高速铁路轨道周期结构振动带隙特性及基于带隙原理的振动控制研究

In face of the pressing demand for wheel-rail vibration and noise control in high-speed railway and the lagged theoretical study, the Program aims to study the basic theory of periodic structure vibration characteristics and vibration control of high-speed railway track structure. The Program, on account of the theory of phononic crystal, studies the vibration band gaps properties of track periodic structure in high-speed railway and analyzes the vibration control based on band gaps principle by means of calculation on periodic structure vibration band gaps and band gaps control. Specifically, the Program mainly comprises of: setting up a calculation model for vibration band gaps in infinite periodic track structure of high-speed railway based on transfer matrix method and Bloch theory; verifying the model by use of analysis method for vibration transfer characteristics; exploring the impacts of track foundation stiffness and rail temperature force on vibration band gaps properties; implementing directive band gaps control on target band in the light of the control principle for band gaps in photonic crystal; verifying the vibration control performance of optimal multiple oscillators by use of analysis method for vibration transfer characteristics; carrying out quantitative structural design on the optimal multiple oscillators accepted in the verification, and verifying vibration reduction effect of multiple-oscillator structure by employing analysis method for vibration transfer characteristics. The findings can further upgrade the analysis method for the design of high-speed railway track structure, and provide new scientific basis and technical advice for vibration control of track structure in high-speed railway.

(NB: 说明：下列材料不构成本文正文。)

PR #751, opened 2019-01-25
 fix recursive updateNotification calls 

Unpublished:
#749 always updates notifications after transaction.
As updating notificaton queries the database it gets stuck in a loop.

Partly reverted #749 to fix this.

### DIFF
--- a/opentasks-provider/src/main/java/org/dmfs/provider/tasks/TaskProvider.java
+++ b/opentasks-provider/src/main/java/org/dmfs/provider/tasks/TaskProvider.java
@@ -152,6 +152,11 @@ public final class TaskProvider extends SQLiteContentProvider implements OnAccou
     Handler mAsyncHandler;
 
     /**
+     * Boolean to track if there are changes within a transaction.
+     */
+    private boolean mChanged = false;
+
+    /**
      * This is a per transaction/thread flag which indicates whether new lists with an unknown account have been added.
      * If this holds true at the end of a transaction a window should be shown to ask the user for access to that account.
      */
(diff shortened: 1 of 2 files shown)


dmfs:
Ouch! Thanks for finding this so quickly. I don't know how I could miss that.

opentasks-provider/src/main/java/org/dmfs/provider/tasks/TaskProvider.java
```diff
@@ -1298,7 +1313,10 @@ protected void onEndTransaction(boolean callerIsSyncAdapter)
     {
         super.onEndTransaction(callerIsSyncAdapter);
         Intent providerChangedIntent = new Intent(Intent.ACTION_PROVIDER_CHANGED, TaskContract.getContentUri(mAuthority));
-        updateNotifications();
+        if (mChanged)
```
dmfs: Doesn't `mChanged` have to be reset to `false` somewhere?

opentasks-provider/src/main/java/org/dmfs/provider/tasks/TaskProvider.java
```diff
@@ -1298,7 +1313,10 @@ protected void onEndTransaction(boolean callerIsSyncAdapter)
...
+        {
+            updateNotifications();
```
Unpublished:
```suggestion
            updateNotifications();
            mChanged = false;
```

opentasks-provider/src/main/java/org/dmfs/provider/tasks/TaskProvider.java
Unpublished: Seems reasonable to me.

针对高速铁路轮轨振动与噪声控制的迫切需求以及相关理论研究的滞后，以高速铁路轨道周期结构振动特性及其振动控制为研究对象进行基础理论研究。本项目基于声子晶体理论，从周期结构振动带隙计算与带隙调控等方面，开展高速铁路轨道周期结构振动带隙特性及基于带隙原理的振动控制分析。主要包括：利用传递矩阵法及布洛赫（Bloch）定理，建立无限周期高速铁路轨道结构的振动带隙计算模型，结合振动传递特性分析法验证模型的正确性，探讨轨道基础刚度及钢轨温度力对振动带隙特性的影响；采用声子晶体带隙调控机理，针对目标频段，进行定向带隙调控，并结合振动传递特性分析法检验最优多振子的振动控制效果；对经检验的最优多振子进行定量结构设计，再次结合振动传递特性分析法验证多振子结构的减振效果。该研究成果可进一步完善高速铁路轨道结构设计分析方法，为高速铁路轨道结构振动控制提供一种新的科学依据和技术指导。

针对高速铁路轮轨振动与噪声控制的迫切需求以及相关理论研究的滞后，以高速铁路轨道周期结构振动特性及其振动控制为研究对象进行基础理论研究。本项目基于声子晶体理论，从周期结构振动带隙计算与带隙调控等方面，开展高速铁路轨道周期结构振动带隙特性及基于带隙原理的振动控制分析。建立高速铁路周期结构振动带隙理论模型，分析了周期轨道结构振动带隙特征，研究了轨道结构带隙行为，阐明了轨道结构带隙形成机理。并开展了高速铁路弹性波带隙验证研究，分别从有限元方法和现场试验出发，验证了轨道结构振动带隙特征。分析了随机失谐特征对轨道结构振动带隙的影响规律，结果表明随机失谐可提高带隙宽度，为减振降噪提供新思路。基于声子晶体局域共振带隙机理，提出了钢轨局域振子结构以控制钢轨噪声。以上究成果可进一步完善高速铁路轨道结构设计分析方法，为高速铁路轨道结构振动控制提供一种新的科学依据和技术指导。